■ **ACTION ITEM**:
In the entries below, every line that contains "github" must be located and copied.
[[ RECORDED DATA, beginning ]]
PR #459, opened 2023-10-09
CXXCBC-382: Fix raw_binary_transcoder so that gets on binary data are possible

avsej:
The issue was reported in https://github.com/couchbaselabs/couchbase-cxx-client/pull/453 initially.


thejcfactor (approved):
LGTM 👍

PR #463, opened 2023-10-24
Announce SSL library version in user agent string

avsej:
It is going to be always short but useful addition like "bssl/1010107f", which we can track on the server side to help debugging TLS-related issues.


thejcfactor (approved):
LGTM 👍

PR #464, opened 2023-10-25
CXXCBC-387: fix inconsitency with cached addresses with and without port

avsej:


thejcfactor (approved):
Test w/ the Node.js SDK and `CouchbaseMock.jar` look good now 👍

PR #469, opened 2023-10-30
CXXCBC-393: Treat third party dependences as system libraries

avsej:


thejcfactor (approved):
LGTM 👍 

Also confirmed CI builds w/ Python and Node.js.

PR #474, opened 2023-11-06
Patch BoringSSL for Windows MinGW and detect Apple ARM

avsej:
Apple ARM should provide support for all three features below, otherwise BoringSSL will fail to compile:

* __ARM_NEON
* __ARM_FEATURE_AES
* __ARM_FEATURE_SHA2

https://github.com/google/boringssl/blob/ad57528d2c978543106f9b115bd0eb658f3ebdd2/crypto/cpu_aarch64_apple.c#L49-L54

It turns out, that at this time all three versions of gcc from homebrew (11, 12, 13) only expose `__ARM_NEON`

```
$ echo | g++-13 -dM -E -x c++ - | grep '__ARM_NEON\|__ARM_FEATURE_AES\|__ARM_FEATURE_SHA2'
#define __ARM_NEON 1

$ echo | g++-12 -dM -E -x c++ - | grep '__ARM_NEON\|__ARM_FEATURE_AES\|__ARM_FEATURE_SHA2'
#define __ARM_NEON 1

$ echo | g++-11 -dM -E -x c++ - | grep '__ARM_NEON\|__ARM_FEATURE_AES\|__ARM_FEATURE_SHA2'
#define __ARM_NEON 1
```

while system compiler which is Apple Clang, exposes all of them
```
$ echo | g++ -dM -E -x c++ - | grep '__ARM_NEON\|__ARM_FEATURE_AES\|__ARM_FEATURE_SHA2'
#define __ARM_FEATURE_AES 1
#define __ARM_FEATURE_SHA2 1
#define __ARM_NEON 1
#define __ARM_NEON_FP 0xE
#define __ARM_NEON__ 1
```

So as a solution, we try to detect dysfunctional compilers for Apple ARM platform, and stop the build. Because BoringSSL is not default, and must be explicitly selected, we cannot just fallback to OpenSSL.

The second part of the commit just applies patch for MinGW to allow building BoringSSL, the patch is in the source tree already, we just missed the part that applies it during porting process.

### DIFF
[[ RECORDED DATA, end ]]
■ **RESULT FOR THIS EXERCISE**:
The issue was reported in https://github.com/couchbaselabs/couchbase-cxx-client/pull/453 initially.
https://github.com/google/boringssl/blob/ad57528d2c978543106f9b115bd0eb658f3ebdd2/crypto/cpu_aarch64_apple.c#L49-L54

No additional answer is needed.